Task statement:
Print the records exactly. Every mark must remain.

****************

PR #3348, opened 2016-04-19
Add command interpolation

metal3d:
Use $((cmd)) to be able to set a value from a shell command.

See #1377
See #3354

### DIFF
--- a/compose/config/interpolation.py
+++ b/compose/config/interpolation.py
@@ -2,12 +2,17 @@ from __future__ import absolute_import
 from __future__ import unicode_literals
 
 import logging
+import re
 from string import Template
+from subprocess import CalledProcessError
+from subprocess import check_output
 
 import six
 
 from .errors import ConfigurationError
+
 log = logging.getLogger(__name__)
+command_regexp = re.compile('\$\(\((.*?)\)\)')
 
 
 def interpolate_environment_variables(config, section, environment):
@@ -55,7 +60,31 @@ def interpolate(string, mapping):
     try:
         return Template(string).substitute(mapping)
     except ValueError:
+        has_command = False
+        for matches in command_regexp.finditer(string):
+            has_command = True
+            string = interpolate_command(string, matches.group(1), matches.group(0))
+        if has_command:
+            return interpolate(string, mapping)
+        else:
+            raise InvalidInterpolation(string)
+
+
+def interpolate_command(string, command, base):
+    try:
+        m = check_output(command, shell=True).strip()
+        string = string.replace(base, m.decode())
+    except CalledProcessError as e:
+        raise ConfigurationError(
+            '"{cmd}" command returned {ret} exit status.\n'
+            'Command output is:\n'
+            '{out}\n'.format(
+                cmd=e.cmd,
+                ret=e.returncode,
+                out=e.output.decode()))
+    except Exception as e:
         raise InvalidInterpolation(string)
+    return string
 
 
 class InvalidInterpolation(Exception):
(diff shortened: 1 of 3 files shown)


metal3d:
Can someone tell how can I locally test the "reorderImports" ?

PS: I add documentation in next commit when this test will be success

metal3d:
I didn't changed this files:

```
XFAIL tests/unit/config/config_test.py::VolumePathTest::test_split_path_mapping_with_windows_path
  does not have a drive

XFAIL tests/unit/config/types_test.py::TestVolumeSpec::()::test_parse_volume_windows_absolute_path
  does not have a drive
```

Help ?

dnephin:
Thanks for the PR!

Unfortunately I don't think this is something that we want to support. Adding this feature would mean that someone could run absolutely anything from a Compose file. I think in generally it is a very bad idea for a template to be able to execute code.

It's much better when the full context for a template is rendered ahead of time, and then applied to the template. This is what we have now with environment variables. A user can run these commands in a script and either generate a `.env` file or `export` the values so they are available to Compose.

Admittedly this is not as nice as it could be. It requires users to either run bash scripts or some other general purpose build tool (like `make`) which might be fine for some users, but not for others.

If we want to support execution of arbitrary commands on the host we would need a more explicit way to do so. In the past we've rejected other features (like "hooks") because executing tasks on the host is not something we really want to support for Compose.

bfirsh:
+1

Thanks for the contribution, but as @dnephin said, unfortunately we want to avoid anything in Compose which would make it not portable. If somebody writes a Compose file which expects a certain command to be available on the host, `docker-compose up` won't work on somebody else's computer.

If this could run inside a container somehow, then this might be a different matter... :D

metal3d:
I understand your opinion but I don't agree. :)

> I think in generally it is a very bad idea for a template to be able to execute code.

As far as I know, "compose" file is more a "Makefile" than a "template". Seeing #1377 we are several users thinking that a compose file should allow to get a "command output" to set some values.

And many template engines allow to run some commands (restricted somtimes) to get values (PHP, Bash, and so on) - that doesn't mean that template engines are bad, or you are wrong. That only mean that can be useful and often necessary. In #1377 you can see that many users need to get environment configuration to be set in compose file, and sometimes it's a pain as "having user and group ids for the current user"

A Makefile can execute some "bad command" and a compose file could mount volumes to remove the entire home directory (for example). So, in the same idea, volumes are dangerous.

Also I guess that the compatibility of command inside `$(())` is the same as environment variables interpolation. I've got some variables in my environment that are not set everywhere.

Compose files are generally used by developers (AFAIK) and as I mentioned in the given issue, to give an example, my team is not a sysadmin team, but a developers team. 

Asking them to set variables as this is very complicated:

```bash
GUID=$(id -g) UUID=$(id -u) docker-compose build
GUID=$(id -g) UUID=$(id -u) docker-compose up
# and so on
```

Yes, I made a Makefile to help us to run docker-compose on their computers, but that generates 2 files to maintain, only to get 2 values from the shell.

My PR allows that:

```yaml
#...
services:
    container:
        image: alpine
        build:
            context: docker/
            args:
                 GUID: $((id -g))
                 UUID: $((id -u))
        user: $((id -u)):$((id -g))
```

I admit that the problem is Windows. I cannot be sure that it works on that OS at this time (I've got no Windows here)

To be honest, my idea was born only for "id" command. 

Maybe given the UID and GID of current user or compose file owner as "special environment variable" can be a better idea. I can propose other PR for that.

Maybe we may restrict command list to "id", "sed" (without "-i", and no pipelines, for example by removing the "shell=True" from the `check_output()` function invocation.

What do you think ?

metal3d:
> A user can run these commands in a script and either generate a .env file or export the values so they are available to Compose.

Right, but that doesn't works with "build" directive, or maybe there is a bug.

metal3d:
See #3367 please

PR #3359, opened 2016-04-20
Clarify service networks documentation

bfirsh:
When jumping straight to this bit of the docs, it's not clear
that these are options under a service rather than the top-level
`networks` key. Added a service to make this super clear.


dnephin:
LGTM

PR #3360, opened 2016-04-20
Make validation errors less robotic

bfirsh:
```
Additional properties are not allowed ('dfjklhfsd' was unexpected)
Either specify a version of "2" (or "2.0") and place your service definitions under the `services` key, or omit the `version` key and place your service definitions at the root of the file to use version 1.
For more on the Compose file format versions, see https://docs.docker.com/compose/compose-file/
```

is now

```
Additional properties are not allowed ('dfjklhfsd' was unexpected)

You might be seeing this error because you're using the wrong Compose file version. Either specify a version of "2" (or "2.0") and place your service definitions under the `services` key, or omit the `version` key and place your service definitions at the root of the file to use version 1.
For more on the Compose file format versions, see https://docs.docker.com/compose/compose-file/
```

Hopefully this will help meatbag(s) parse this.

### DIFF
--- a/compose/config/errors.py
+++ b/compose/config/errors.py
@@ -3,10 +3,11 @@ from __future__ import unicode_literals
 
 
 VERSION_EXPLANATION = (
-    'Either specify a version of "2" (or "2.0") and place your service '
-    'definitions under the `services` key, or omit the `version` key and place '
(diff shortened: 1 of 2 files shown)


dnephin:
LGTM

****************

Solved exercise:
PR #3348, opened 2016-04-19
Add command interpolation

metal3d:
Use $((cmd)) to be able to set a value from a shell command.

See #1377
See #3354

### DIFF
--- a/compose/config/interpolation.py
+++ b/compose/config/interpolation.py
@@ -2,12 +2,17 @@ from __future__ import absolute_import
 from __future__ import unicode_literals
 
 import logging
+import re
 from string import Template
+from subprocess import CalledProcessError
+from subprocess import check_output
 
 import six
 
 from .errors import ConfigurationError
+
 log = logging.getLogger(__name__)
+command_regexp = re.compile('\$\(\((.*?)\)\)')
 
 
 def interpolate_environment_variables(config, section, environment):
@@ -55,7 +60,31 @@ def interpolate(string, mapping):
     try:
         return Template(string).substitute(mapping)
     except ValueError:
+        has_command = False
+        for matches in command_regexp.finditer(string):
+            has_command = True
+            string = interpolate_command(string, matches.group(1), matches.group(0))
+        if has_command:
+            return interpolate(string, mapping)
+        else:
+            raise InvalidInterpolation(string)
+
+
+def interpolate_command(string, command, base):
+    try:
+        m = check_output(command, shell=True).strip()
+        string = string.replace(base, m.decode())
+    except CalledProcessError as e:
+        raise ConfigurationError(
+            '"{cmd}" command returned {ret} exit status.\n'
+            'Command output is:\n'
+            '{out}\n'.format(
+                cmd=e.cmd,
+                ret=e.returncode,
+                out=e.output.decode()))
+    except Exception as e:
         raise InvalidInterpolation(string)
+    return string
 
 
 class InvalidInterpolation(Exception):
(diff shortened: 1 of 3 files shown)


metal3d:
Can someone tell how can I locally test the "reorderImports" ?

PS: I add documentation in next commit when this test will be success

metal3d:
I didn't changed this files:

```
XFAIL tests/unit/config/config_test.py::VolumePathTest::test_split_path_mapping_with_windows_path
  does not have a drive

XFAIL tests/unit/config/types_test.py::TestVolumeSpec::()::test_parse_volume_windows_absolute_path
  does not have a drive
```

Help ?

dnephin:
Thanks for the PR!

Unfortunately I don't think this is something that we want to support. Adding this feature would mean that someone could run absolutely anything from a Compose file. I think in generally it is a very bad idea for a template to be able to execute code.

It's much better when the full context for a template is rendered ahead of time, and then applied to the template. This is what we have now with environment variables. A user can run these commands in a script and either generate a `.env` file or `export` the values so they are available to Compose.

Admittedly this is not as nice as it could be. It requires users to either run bash scripts or some other general purpose build tool (like `make`) which might be fine for some users, but not for others.

If we want to support execution of arbitrary commands on the host we would need a more explicit way to do so. In the past we've rejected other features (like "hooks") because executing tasks on the host is not something we really want to support for Compose.

bfirsh:
+1

Thanks for the contribution, but as @dnephin said, unfortunately we want to avoid anything in Compose which would make it not portable. If somebody writes a Compose file which expects a certain command to be available on the host, `docker-compose up` won't work on somebody else's computer.

If this could run inside a container somehow, then this might be a different matter... :D

metal3d:
I understand your opinion but I don't agree. :)

> I think in generally it is a very bad idea for a template to be able to execute code.

As far as I know, "compose" file is more a "Makefile" than a "template". Seeing #1377 we are several users thinking that a compose file should allow to get a "command output" to set some values.

And many template engines allow to run some commands (restricted somtimes) to get values (PHP, Bash, and so on) - that doesn't mean that template engines are bad, or you are wrong. That only mean that can be useful and often necessary. In #1377 you can see that many users need to get environment configuration to be set in compose file, and sometimes it's a pain as "having user and group ids for the current user"

A Makefile can execute some "bad command" and a compose file could mount volumes to remove the entire home directory (for example). So, in the same idea, volumes are dangerous.

Also I guess that the compatibility of command inside `$(())` is the same as environment variables interpolation. I've got some variables in my environment that are not set everywhere.

Compose files are generally used by developers (AFAIK) and as I mentioned in the given issue, to give an example, my team is not a sysadmin team, but a developers team. 

Asking them to set variables as this is very complicated:

```bash
GUID=$(id -g) UUID=$(id -u) docker-compose build
GUID=$(id -g) UUID=$(id -u) docker-compose up
# and so on
```

Yes, I made a Makefile to help us to run docker-compose on their computers, but that generates 2 files to maintain, only to get 2 values from the shell.

My PR allows that:

```yaml
#...
services:
    container:
        image: alpine
        build:
            context: docker/
            args:
                 GUID: $((id -g))
                 UUID: $((id -u))
        user: $((id -u)):$((id -g))
```

I admit that the problem is Windows. I cannot be sure that it works on that OS at this time (I've got no Windows here)

To be honest, my idea was born only for "id" command. 

Maybe given the UID and GID of current user or compose file owner as "special environment variable" can be a better idea. I can propose other PR for that.

Maybe we may restrict command list to "id", "sed" (without "-i", and no pipelines, for example by removing the "shell=True" from the `check_output()` function invocation.

What do you think ?

metal3d:
> A user can run these commands in a script and either generate a .env file or export the values so they are available to Compose.

Right, but that doesn't works with "build" directive, or maybe there is a bug.

metal3d:
See #3367 please

PR #3359, opened 2016-04-20
Clarify service networks documentation

bfirsh:
When jumping straight to this bit of the docs, it's not clear
that these are options under a service rather than the top-level
`networks` key. Added a service to make this super clear.


dnephin:
LGTM

PR #3360, opened 2016-04-20
Make validation errors less robotic

bfirsh:
```
Additional properties are not allowed ('dfjklhfsd' was unexpected)
Either specify a version of "2" (or "2.0") and place your service definitions under the `services` key, or omit the `version` key and place your service definitions at the root of the file to use version 1.
For more on the Compose file format versions, see https://docs.docker.com/compose/compose-file/
```

is now

```
Additional properties are not allowed ('dfjklhfsd' was unexpected)

You might be seeing this error because you're using the wrong Compose file version. Either specify a version of "2" (or "2.0") and place your service definitions under the `services` key, or omit the `version` key and place your service definitions at the root of the file to use version 1.
For more on the Compose file format versions, see https://docs.docker.com/compose/compose-file/
```

Hopefully this will help meatbag(s) parse this.

### DIFF
--- a/compose/config/errors.py
+++ b/compose/config/errors.py
@@ -3,10 +3,11 @@ from __future__ import unicode_literals
 
 
 VERSION_EXPLANATION = (
-    'Either specify a version of "2" (or "2.0") and place your service '
-    'definitions under the `services` key, or omit the `version` key and place '
(diff shortened: 1 of 2 files shown)


dnephin:
LGTM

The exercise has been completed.